The Mortaio da 81 Mod. 35 was an Italian World War II infantry mortar. It was the standard weapon of the Italian Army during the war, of typical Brandt-system construction, but relatively lightweight, with good range and considered very successful.

The weapon used two kinds of ammunition, a heavy high-explosive shell weighing 6.86 kg and a lighter shell weighing 3.26 kg for long distance fire.

== History ==
=== Development ===
The Royal Italian Army during the Great War had employed, alongside the various models of grenade launchers and mortars, the innovative mortar ML 3 inch Stokes. In the early thirties the Kingdom of Italy bought the Brandt 81 mm Mle 1927 directly in France, derived from the Stokes, to equip the troops sent to Ethiopia. Trials concluded that the Brandt was so great a weapon that, in addition to having a significant commercial success, in a few years was built under license or copied in most of the major countries of the world. Even in Italy in fact the company Costruzioni Elettro-Meccaniche di Saronno, in addition to producing the Brandt license, created an improved version, the Mortaio da 81 Mod. 35, which proved to be the best of the mortars of the Royal Italian Army.
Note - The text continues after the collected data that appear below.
PR #215, opened 2022-06-28
 Add timestamps to important output events

kajes:
This will prepend some of the important event logs with timestamps.


kajes:
E2E: https://got-testrail.agi.appgate.com/index.php?/plans/view/1025351

PR #219, opened 2022-06-30
fix: no upload progress bar in ci-mode

kajes:
This will prevent the progress bar for the file upload progress to execute in ci-mode. It also fixes some styling in the upload bar to unify it's looks with the other spinners.
- changed the upload progress bar to only execute when not using `ci-mode`
- made some styling changes to unify looks of progress bar and spinner trackers
- removed unused function


keathmilligan (approved):
lgtm

Not related to this PR, but I did notice when testing that if you ctrl-c while a tracker is active, the terminal will be left in NECHO state and need to be reset manually. I'll file a separate issue on that.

At the end of the thirties the CEMSA privately developed an enhanced version of Mod. 35, proposed to the Italian armed forces and on the foreign market, the CEMSA 81 mm L.P. (Lunga Portata, or "long-range"). This piece, which faithfully modeled on the setting of the Mod. 35, differed especially for the presence of a cooling system of the barrel.

=== Use ===
When Italy entered World War II on June 10, 1940, the Royal Italian Army had roughly 2177 pieces Mod. 35. in service. According to Pariani, in each infantry division there must be a battalion of mortars with two mortars companies of 81mm type; another company was organic to each of the two regiments of infantry. After the armistice of Cassibile the Mod. 35 was also used by the National Republican Army of the Italian Social Republic and remained in service with the Italian Army until the sixties.

During the Winter War, as part of the Italian military aid to Finland (also including carbines Carcano Mod. 38) were ordained a hundred Mod. 35, called KRH 81/36-I; the "KRH" acronym is short for kranaatinheitin ("mortar") in Finnish; the letters "I" stands for italialainen ("Italian") and served to distinguish the piece of CEMSA from other derivatives French Brandt and his Polish and Hungarian products, all purchased by the Nordic country. During the Continuation War, the same Italian mortars ended up in the hands of the Wehrmacht, and was renamed 8.1 cm GrW 276 (i). They were joined by 200 mortars delivered in April 1944 by CEMSA to the Germans who occupied northern Italy.